Егор Семёныч неуверенно прошагал в комнату, чуть согнувшись и по-стариковски опустив плечи.
– Я тут вот что… – начал он. – Вашим там на фронте, кажется, наливают иногда… Ну, для храбрости, верно?
– Бывало, – Борис моментально понял цель прихода соседа и расслабился.
– Так вот… Может у тебя есть чего? С собой, то есть… Я ведь её-то уже лет пять не пил. Вроде и не надо, а хочется иногда. Ну, сам понимаешь, живём в тепле, еда, вода есть, квартира хорошая… А иногда как накатит тоска, прям сил нет, – он опасливо покосился на дверь, а потом на окно, как будто там прятались иноагенты, готовые в любой момент рассказать всему миру, как плохо живётся Егор Семёнычу в Союзном Государстве. – Не поделишься со стариком, вроде как за знакомство?
У Бориса было. Как раз перед ранением всем бойцам выдали по пол-литра спирта, которые, разбавив водой, можно было растянуть на полгода. Потом был бой, изолятор и возвращение в казармы, где выпить-то толком было не с кем, потому что его старшая рота уже перебазировалась в другую точку, а младшим спирт ещё не полагался. Борис тогда запрятал бутылку в рюкзак, где она до сих пор лежала и дожидалась Егора Семёныча.
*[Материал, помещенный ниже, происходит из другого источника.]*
PR #17661, opened 2023-07-03
Added new Windows UI Debugger window

Nemoumbra:
This is a PoC PR that is no longer a draft. It adds a new context menu item for summoning a window through which the users can execute `hle.func.scan` or `hle.func.removeRange` themselves. The interface is certainly not final, don't worry.
image
I used the breakpoint window as a template for the ppsspp.rc file entry: 
image

Let's see if it builds... ~~There are some JIT problems with this feature: I made Patapon 3 EU crash while running tests and this doesn't happen when I call hle.func.scan through the Remote API.~~ It was my skill issue with a break inside the case of a switch.


Nemoumbra:
Alright, this is the newest version.

image

And I've also added the ellipsis to the context menu item to indicate that clicking on it will open a window.

hrydgard:
I would probably name the window something like the Symbol Editor or similar, "scanremove" is a really odd name that doesn't really allow for the addition of more functionality that might be convenient to have nearby.

Nemoumbra:
I agree that the naming is far from optimal (and thus is not final). We have to decide on the name for the internal window class (EditSymbolsWindow sounds really great), the window's caption and the context menu item's name (can be both "Edit symbols"). Once you respond to this idea, I'll make a renaming commit.

hrydgard:
I'm fine with EditSymbolsWindow, etc.

hrydgard:
Unrelated, I've long been thinking of adding a little command line debug console for stuff like this, that would be easy to add more obscure commands to... Sometimes would make more sense than adding UI to the Windows debugger.

Problem is that our own UI doesn't work while a game is paused, which would be a pretty important use case, so would have to make it a Win32 window anyway, ugh. Well, that's for another time.

PR #101, opened 2024-06-25
[FIX] util/helpers: do not override docs in Python2

aj-fuentes:
We cannot write to `__doc__` attributes of `namedtuple`s in Python2
```
Python 2.7.18 (default, Oct 15 2023, 16:43:11)
[GCC 11.4.0] on linux2
Type "help", "copyright", "credits" or "license" for more information.
>>> from collections import namedtuple
>>> x = namedtuple("X", "x")
>>> x.__doc__ = "x"
AttributeError: attribute '__doc__' of 'type' objects is not writable
```

### DIFF
--- a/src/util/helpers.py
+++ b/src/util/helpers.py
@@ -1,6 +1,7 @@
 # -*- coding: utf-8 -*-
 import logging
 import os
+import sys
 from collections import namedtuple
 
 import lxml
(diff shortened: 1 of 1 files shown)


KangOl (approved):
@robodoo r+

KangOl:
Nice picture of python2 and python3 happy together...

PR #103, opened 2024-07-01
[IMP] util/orm: do not tweak res.users.lang cache validation

aj-fuentes:
`res.users.lang` is a widely used field in the ORM that it's better to not mess with for performance reasons. If a DB has invalid codes the ORM would deal with them graciously.


KangOl:

KangOl (approved):
@robodoo r+

PR #107, opened 2024-07-05
[FIX] util.fields: error when table of model base_import.mapping doesn't exist

luisg123v:
In 1d9e20e5, a new feature was implemented to consider the model `base_import.mapping` when removing fields. However, it was not considering if the table doesn't exist, which could occur when migrating from a version <= 11.0. That causes the following error in such cases:

    relation "base_import_mapping" does not exist

This commit fixes the above issue by ensuring the table actually exists before accessing it.

### DIFF
--- a/src/util/records.py
+++ b/src/util/records.py
@@ -495,18 +495,21 @@ def _remove_import_export_paths(cr, model, field=None):
     else:
         export_q += " WHERE el.name IS NOT NULL"
 
-    import_q = """
-        SELECT id,
-               res_model,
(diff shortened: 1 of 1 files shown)


luisg123v:
Hi @pauloamed, @KangOl,

Could you review this fix, please?

CC @desdelinux @claurelb @moylop260

desdelinux:
@aj-fuentes @KangOl @pauloamed @andreabak 

Could you please review this?

KangOl:
Thank you for the fix!

@robodoo r+ priority alone cancel=staging

PR #110, opened 2024-07-09
[FIX] tests/test_util: filters in `sort` must be a JSON array

aj-fuentes:
Since odoo/odoo@5b95abb8 we enforce `sort` column to be a stringified
JSON array of field names.


KangOl (approved):
@robodoo r+

PR #112, opened 2024-07-11
[FIX] attr_domains2expr: Remove redundant xpaths

sagu-odoo:
if empty attrs is present which useless itself like this

**org**
```
<xpath expr='..' position='attributes'>
	<attribute name='attrs'/>
</xpath>
```

**before fix**
```
<xpath expr='..' position='attributes'>
</xpath>
```
image

this is just snippet of view their can be more customization.Yes it is customization issue but if we are removing attrs empty node. So, this can be handled by removing that xpath also .So at least studio view or any view won't disable due to this while validating view ``check_xml``. 

**traceback**
```
  File "/home/odoo/odoo/odoo/17.0/odoo/addons/base/models/ir_ui_view.py", line 2443, in <dictcomp>
    v_type: self.get_view(
  File "/home/odoo/odoo/odoo/17.0/odoo/addons/base/models/ir_ui_view.py", line 2628, in get_view
    result = dict(self._get_view_cache(view_id, view_type, **options))
  File "<decorator-gen-51>", line 2, in _get_view_cache
  File "/home/odoo/odoo/odoo/17.0/odoo/tools/cache.py", line 104, in lookup
    value = d[key] = self.method(*args, **kwargs)
  File "/home/odoo/odoo/odoo/17.0/odoo/addons/base/models/ir_ui_view.py", line 2584, in _get_view_cache
    arch, view = self._get_view(view_id, view_type, **options)
  File "/home/odoo/odoo/odoo/17.0/odoo/addons/base/models/ir_ui_view.py", line 2531, in _get_view
    arch = view._get_combined_arch()
  File "/home/odoo/odoo/odoo/17.0/odoo/addons/base/models/ir_ui_view.py", line 950, in _get_combined_arch
    arch = root.with_prefetch(tree_views._prefetch_ids)._combine(hierarchy)
  File "/home/odoo/odoo/odoo/17.0/odoo/addons/base/models/ir_ui_view.py", line 891, in _combine
    combined_arch = view.apply_inheritance_specs(combined_arch, arch)
  File "/home/odoo/odoo/enterprise/17.0/web_studio/models/ir_ui_view.py", line 603, in apply_inheritance_specs
    return self._apply_studio_specs(source, specs_tree)
  File "/home/odoo/odoo/enterprise/17.0/web_studio/models/ir_ui_view.py", line 586, in _apply_studio_specs
    source = super(View, self).apply_inheritance_specs(source, spec)
  File "/home/odoo/odoo/odoo/17.0/odoo/addons/base/models/ir_ui_view.py", line 828, in apply_inheritance_specs
    self._raise_view_error(str(e), specs_tree)
  File "/home/odoo/odoo/odoo/17.0/odoo/addons/base/models/ir_ui_view.py", line 705, in _raise_view_error
    raise err from from_exception
ValueError: Element '<xpath expr="//form[1]/sheet[1]/group[1]/group[2]/field[@name=&#39;tag_ids&#39;]">' cannot be located in parent view

```
**after fix** 
it will also remove because this redundant and does not make any sense present in view.

### DIFF
--- a/src/base/17.0.1.3/attr_domains2expr.py
+++ b/src/base/17.0.1.3/attr_domains2expr.py
@@ -396,6 +396,8 @@ def fix_attrs(cr, model, arch, comb_arch):
             new_elem = etree.Element("attribute", name=mod)
             new_elem.text = fake_elem.get(mod)
             parent.append(new_elem)
+        if len(parent) == 0 and parent.getparent() is not None:
+            parent.getparent().remove(parent)
 
     return success
 


src/base/17.0.1.3/attr_domains2expr.py
```diff
@@ -377,15 +377,21 @@ def fix_attrs(cr, model, arch, comb_arch):
     # </field>
     # becomes the fake element
     # <field name=... position=replace attrs={invisible: xxx} invisible=yyy readonly=zzz/>`
+    empty_parent = False  # for check parent is empty or not
```
aj-fuentes, line 380:
```suggestion
```

sagu-odoo:
Hello @aj-fuentes , suggested changes done could you please have a look?. thanks ;)

aj-fuentes:
Isn't this a very specific case? If the view didn't make sense originally why should we patch this?

sagu-odoo:
Yes, you are right. Still, attrs will remove from node shouldn't be better to remove node also otherwise, it can disable the view if the xpath is not compatible. That is why I made this fix.

sagu-odoo:
I have added traceback to the commit and bit detail.thanks

aj-fuentes:
I still believe this is not a problem here, the original view seems incorrect. For example if there was something else in that xpath the view would still fail, isn't it?
Do you have more cases where this fix could actually avoid an error?

aj-fuentes (approved):

KangOl (approved):
@robodoo r+

PR #114, opened 2024-07-14
[FIX] util.indirect_references: add new, special case for ir_act_window

diagnoza:
`ir_act_window` is a special case where it's possible to have `res_model` set and `res_id` NULL
at the same time, contrary to the usual where `res_id` points to the table of `res_model`,
thus it usually makes sense to have both set. Because of this we need two IR entries that will
cover both cases.
    
An example of this special case can be an action that was created automatically for a button
created through Studio. Steps to reproduce:

1. Create a database in 15.0 and install `web_studio` and `sale_subscription`.

2. Using Studio, create a button in form view of `res.partner` that as a related field takes any field from `sale.subscription`. Studio will automatically create an action for this button with `res_model = 'sale.subscription'` and `res_id = NULL`.

3. Upgrade to 16.0. When the merge of `sale.subscription` into `sale.order` happens, the action created for the button will be removed from `ir_act_window` because it's still referencing `sale.subscription` instead of `sale.order`. That in turn is caused by `replace_record_references_batch` not replacing references for `ir_act_window` records that don't have `res_id` set.

### DIFF
--- a/src/util/indirect_references.py
+++ b/src/util/indirect_references.py
@@ -29,6 +29,7 @@ def indirect_references(cr, bound_only=False):
         IR("ir_cron", "model", None, set_unknown=True),
         IR("ir_act_report_xml", "model", None, set_unknown=True),
         IR("ir_act_window", "res_model", "res_id"),
+        IR("ir_act_window", "res_model", None),
         IR("ir_act_window", "src_model", None),
         IR("ir_act_server", "wkf_model_name", None),
         IR("ir_act_server", "crud_model_name", None),


aj-fuentes:
This patch looks wrong. This function is replacing _records_, the replace of model names is done [elsewhere](https://github.com/odoo/upgrade-util/blob/8d25062c14dd6c5fd59f300b60d8ec26cb44aa4a/src/util/models.py#L436-L438)

I'd suggest adding a query just for `ir_act_window` because this seems to be a especial case: it has `res_id` field but it can be `NULL`. If we are willing to accept the tables as holding correct information we could check if the `ir.res_id` column is nullable:
```py
if ir.res_model and (not ir.res_id or is_nullable(ir.res_id)) and ir.table not in ignores:
```

@KangOl wdyt?

diagnoza:
> This patch looks wrong. This function is replacing _records_, the replace of model names is done [elsewhere](https://github.com/odoo/upgrade-util/blob/8d25062c14dd6c5fd59f300b60d8ec26cb44aa4a/src/util/models.py#L436-L438)
> 
> I'd suggest adding a query just for `ir_act_window` because this seems to be a especial case: it has `res_id` field but it can be `NULL`. If we are willing to accept the tables as holding correct information we could check if the `ir.res_id` column is nullable:
> 
> ```python
> if ir.res_model and (not ir.res_id or is_nullable(ir.res_id)) and ir.table not in ignores:
> ```
> 
> @KangOl wdyt?

Yes, I think it's a valid point.

KangOl:
I don't think it's correct.
As Alvaro said, this function is for replacing records.
This case should be handled by `merge_models`.

If the `res_id` being empty on `ir_act_window` is a valid case, then, the correct patch is
```diff
diff --git src/util/indirect_references.py src/util/indirect_references.py
index 7780366..4bd9ac8 100644
--- src/util/indirect_references.py
+++ src/util/indirect_references.py
@@ -29,6 +29,7 @@ def indirect_references(cr, bound_only=False):
         IR("ir_cron", "model", None, set_unknown=True),
         IR("ir_act_report_xml", "model", None, set_unknown=True),
         IR("ir_act_window", "res_model", "res_id"),
+        IR("ir_act_window", "res_model", None),
         IR("ir_act_window", "src_model", None),
         IR("ir_act_server", "wkf_model_name", None),
         IR("ir_act_server", "crud_model_name", None),
```

aj-fuentes:
> If the res_id being empty on ir_act_window is a valid case, then, the correct patch is

I think we need a hybrid approach. Because in some cases we can correctly replace records in batch using res_id, while in others (null res_id) we can only replace the model. With that patch we will replacing models always. Hence why I believe we need a special case in `merge_models` to update the rows with null `res_id`.

diagnoza:
> > If the res_id being empty on ir_act_window is a valid case, then, the correct patch is
> 
> I think we need a hybrid approach. Because in some cases we can correctly replace records in batch using res_id, while in others (null res_id) we can only replace the model. With that patch we will replacing models always. Hence why I believe we need a special case in `merge_models` to update the rows with null `res_id`.

Isn't that was Christophe's patch would do? See that his suggestion is to have two entries for `ir_act_window`, one with `res_id` and one without:

```
IR("ir_act_window", "res_model", "res_id"),
IR("ir_act_window", "res_model", None),
```

That would result in replacing records where possible when `IR("ir_act_window", "res_model", "res_id")` is processed and then replacing just the model due to subsequently running `IR("ir_act_window", "res_model", None)`.

aj-fuentes:
Ah, yes, I missread the patch, it's adding one line, not changing the current one. Then yes it would work IMO.

diagnoza:
@KangOl @aj-fuentes it's done, tested and works.

KangOl:
Can you please change the commit message to explain this special case?

diagnoza:
> Can you please change the commit message to explain this special case?

Done.

KangOl:
upgradeci retry with only sale_subscription

KangOl (approved):
@robodoo r+

PR #115, opened 2024-07-18
[ADD] specific: rename_custom_field

Pirols:
Joining the `rename_custom_{model,module,table,column}` family.

```
> rg 'rename_field.*custom"' src/upgrade-specific/scripts -tpy | wc -l
85
```

Recent example: https://github.com/odoo/upgrade-specific/pull/16967

### DIFF
--- a/src/util/specific.py
+++ b/src/util/specific.py
@@ -1,6 +1,7 @@
 # -*- coding: utf-8 -*-
 import logging
 
+from .fields import rename_field
 from .helpers import _validate_table
 from .misc import _cached
 from .models import rename_model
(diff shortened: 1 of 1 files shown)


KangOl:

src/util/specific.py
```diff
@@ -62,6 +63,21 @@ def rename_custom_model(cr, model_name, new_model_name, custom_module=None, repo
     )
 
 
+def rename_custom_field(cr, old_field_name, new_field_name, model, report_details=""):
```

– Стакан-то есть?, – подмигнул Борис.
– А как же! – обрадовался старик. – Бабка спит уже, а я сейчас… Посидим с тобой по-соседски, Васеньку заодно помянем.
Они посидели, помянули Васеньку и борисовских боевых товарищей, выпили за Правдина и за День Освобождения, а потом за что-то ещё. Закуски не было, поэтому приходилось через силу давиться горькой обжигающей жидкостью, на глазок разбавленной водой, предназначенной для утренних туалетных процедур. Спустя некоторое время Егор Семёныч повеселел и обмяк. Борис решил, что старику уже хватит, взял со стола бутылку и под пристальным взглядом соседа убрал её обратно в рюкзак. Сообразив, что больше ему не нальют, Егор Семёныч неуверенно встал со стула и, чуть пошатываясь, пошёл к двери.
– Подожди, боец, я сейчас, – проговорил он и криво махнул рукой.
Минут через десять он вернулся, пряча что-то за спиной.
– Вот, – гордо сказал он, – Забыл совсем. Мы же когда сюда въехали, считай уж лет 25 назад, тут ведь ничего не было. Голые стены, даже мебель вывез кто-то до нас.
Борис отрешённо кивнул. Ужасно хотелось спать.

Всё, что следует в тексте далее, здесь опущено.